Give the data again in its entirety, exactly as provided.
─── INFORMATION SUPPLIED
PR #3802, opened 2019-03-01
Allow arbitrary transforms/rotations.

### LINKED ISSUE #3770: RFC: Changes to output transform command.

c-edw:
Closes #3770.

Unfortunately this doesn't achieve the goal of having negative rotations because Sway tries to parse it as an argument.

It does however allow for arbitrary rotations such as `flipped-1080`. It also adds the ability to pass `normal-<deg>` for the sake of consistency.

### DIFF
--- a/sway/commands/output/transform.c
+++ b/sway/commands/output/transform.c
@@ -4,6 +4,13 @@
 #include "log.h"
 #include "sway/output.h"
 
+static enum wl_output_transform rotation_to_transform(int deg, bool flipped) {
+	// Calculate the modulus.
+	int mod = (((deg / 90) % 4) + 4) % 4;
+	// The last 4 variants of wl_output_transform are FLIPPED.
+	return flipped ? mod + 4 : mod;
+}
+
 struct cmd_results *output_cmd_transform(int argc, char **argv) {
 	if (!config->handler_context.output_config) {
 		return cmd_results_new(CMD_FAILURE, "Missing output config");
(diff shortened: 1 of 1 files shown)


RedSoxFan:
I'm still -1 on this. All this does is complicate the code to do a modulus on the degree given, which I still think should be done by whatever/whoever is feeding the transform to sway. Additionally, this will accept any integer and truncate it one of the valid values. I do not think giving `output <output> transform 143` should be a valid equivalent to `output <output> transform 90`. Also, this is not arbitrary rotations since there are 4 possible rotations this will map to (8 possible transforms).

Putting my opinions on this aside, in case the others disagree with me, here is an actual review:
- There is way too much duplicated code with minor changes. It needs to be cleaned up in some manor
- Although they are unlikely to change, the values of the wl_output_transform enum should not be assumed. Use an array and index it to get the transform's value.
- Consolidate the `This allows for:` comment into a command syntax instead of a list
- If the value given is not a multiple of 90, an error should be given instead of truncating it to a valid one.
- The commit message has to be changed since as I stated above, this is not arbitrary rotations

> Unfortunately this doesn't achieve the goal of having negative rotations because Sway tries to parse it as an argument.

Negative rotations should actually work with this code. Use `swaymsg -- output <output> transform -<degree>` or `swaymsg "output <output> transform -<degree>"`

emersion:
>I'm still -1 on this

I'm also -1 on this. Adding to much magic to sway commands won't do any good IMHO.

Sorry, but we'll pass on this one.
──────
→ **WORKED SOLUTION**
PR #3802, opened 2019-03-01
Allow arbitrary transforms/rotations.

### LINKED ISSUE #3770: RFC: Changes to output transform command.

c-edw:
Closes #3770.

Unfortunately this doesn't achieve the goal of having negative rotations because Sway tries to parse it as an argument.

It does however allow for arbitrary rotations such as `flipped-1080`. It also adds the ability to pass `normal-<deg>` for the sake of consistency.

### DIFF
--- a/sway/commands/output/transform.c
+++ b/sway/commands/output/transform.c
@@ -4,6 +4,13 @@
 #include "log.h"
 #include "sway/output.h"
 
+static enum wl_output_transform rotation_to_transform(int deg, bool flipped) {
+	// Calculate the modulus.
+	int mod = (((deg / 90) % 4) + 4) % 4;
+	// The last 4 variants of wl_output_transform are FLIPPED.
+	return flipped ? mod + 4 : mod;
+}
+
 struct cmd_results *output_cmd_transform(int argc, char **argv) {
 	if (!config->handler_context.output_config) {
 		return cmd_results_new(CMD_FAILURE, "Missing output config");
(diff shortened: 1 of 1 files shown)


RedSoxFan:
I'm still -1 on this. All this does is complicate the code to do a modulus on the degree given, which I still think should be done by whatever/whoever is feeding the transform to sway. Additionally, this will accept any integer and truncate it one of the valid values. I do not think giving `output <output> transform 143` should be a valid equivalent to `output <output> transform 90`. Also, this is not arbitrary rotations since there are 4 possible rotations this will map to (8 possible transforms).

Putting my opinions on this aside, in case the others disagree with me, here is an actual review:
- There is way too much duplicated code with minor changes. It needs to be cleaned up in some manor
- Although they are unlikely to change, the values of the wl_output_transform enum should not be assumed. Use an array and index it to get the transform's value.
- Consolidate the `This allows for:` comment into a command syntax instead of a list
- If the value given is not a multiple of 90, an error should be given instead of truncating it to a valid one.
- The commit message has to be changed since as I stated above, this is not arbitrary rotations

> Unfortunately this doesn't achieve the goal of having negative rotations because Sway tries to parse it as an argument.

Negative rotations should actually work with this code. Use `swaymsg -- output <output> transform -<degree>` or `swaymsg "output <output> transform -<degree>"`

emersion:
>I'm still -1 on this

I'm also -1 on this. Adding to much magic to sway commands won't do any good IMHO.

Sorry, but we'll pass on this one.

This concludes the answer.